Place each electrode subdermally two to three millimeters into the head, but not deep enough to penetrate the skull, and then poke the electrode out of the skin, exposing the tip. For single channel recording, place the active electrode above the skull at the midline as far caudal as the ear canal. Place the reference electrode behind the ear where the stimulus will be delivered, and place the ground electrode behind the contralateral ear in the neck.

Now check the electrode impedance. Ensure that the overall electrode impedance does not exceed five kilo ohms. Also, maintain the interelectrode impedance below three kilos ohms.

For ABR recording, depending on acquisition hardware and software, be sure to calibrate the correct sound levels across stimulus frequencies used. Now move the sound transducer apparatus toward the active ear of the animal and place it in a shallow depth of two millimeters in the ear canal. Finally, check on the animal during testing.

If the results look abnormal or absent, reposition the sound transducer in the ear canal. First, open the software to acquire ABR recordings. Set the artifact rejection upper and lower limits to approximately 25 microvolts, such that animal, movement, or noise during a sweep will exclude that sweep from the analysis.

Collect at least 1024 sweeps to obtain a grand averaged response which can be done in two recordings of 512 sweeps each. This ensures that the response is stimulus evoked and repeatable. In amplifier settings of the software, set the gain to 100, 000, the low pass filter to 3, 000 Hertz, and the high pass filter to 100 Hertz.

Set the stimulus presentation rate between 10 and 20 stimuli per second, and the time duration of the click stimulus to 100 microseconds. Next, set the sampling rate to 40 kilohertz, 25 microseconds for the best resolution data and set the stimulus polarization to alternating. If recording 512 sweeps, combine two separate tests to create a 1, 024 sweep average, and continue recording at lower and lower intensities until the evoked potential can no longer be identified.

Lower the stimulus intensity by steps of five decibel sound pressure level to find the lowest stimulus intensity that elicits an evoked response. Define ABR threshold as the lowest stimulus intensity that elicits a detectable evoked response. After euthanizing and decapitating the animal and the experiment by cleaning the heating pad, rectal probe, and silver chloride electrodes with 70%isopropyl alcohol wipes, make sure all acquired traces have been saved.

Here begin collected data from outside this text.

Issue #625, opened 2024-12-12
Log levels debug and trace not typechecked


chrysn:
### Summary

I just found long-broken code in a `debug!()` statement where the type requirements of Format were not fulfilled. The code has passed build in https://github.com/ariel-os/ariel-os/pull/588, but as those run with `LOG=info`, debug and trace statements do not get built.

Worse, we use defmt_or_log (explicitly in coapcore, and a manual version thereof in `ariel_os::debug::log`), which means type checking only happens for one of them instead of both (tracked for defmt_or_log in https://github.com/t-moe/defmt-or-log/issues/4), so we should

This figure represents the click ABR. Wave I peak latency increased by approximately 0.3 milliseconds for each 20 decibel decrease in stimulus intensity. Wave I also presented the largest peak amplitude and the lowest peak latency variability of all wave form peaks.

The graph shows the tone burst evoked ABR. The best response was seen at 1, 000 Hertz. The figure demonstrates that if body temperature is not maintained, latency intensity functions of the ABR are highly variable and often inaccurate.

The figure shows that ABRs recorded from hatchlings less than three hours old, labeled as P1, have peak latencies significantly prolonged and peak amplitudes reduced compared to older hatchlings, labeled as P2.The figure compares 75 decibels sound pressure level click traces in the same animal with different reference electrode placements. Wave II peak amplitude for the mastoid placement occurred one millisecond after the wave II peak for the neck placement. This time difference likely reflects the sites of ABR neural generation relative to the electrode placement.

The responses between the two ears were similar with minor changes in peak amplitudes likely due to earphone positioning. The latency of the left and right ear being equivalent supports the equally healthy function of both ears and brain stem hemispheres in the hatchling chicken. Correct sound transducer placement can distinguish between good and no results.

The chicken ABR should be robust with a good signal-to-noise ratio. All the questions addressed by ABR studies in other avian species can be applied to the chicken. Also, molecular physiology research in embryonic chicken can incorporate this in vivo methodology.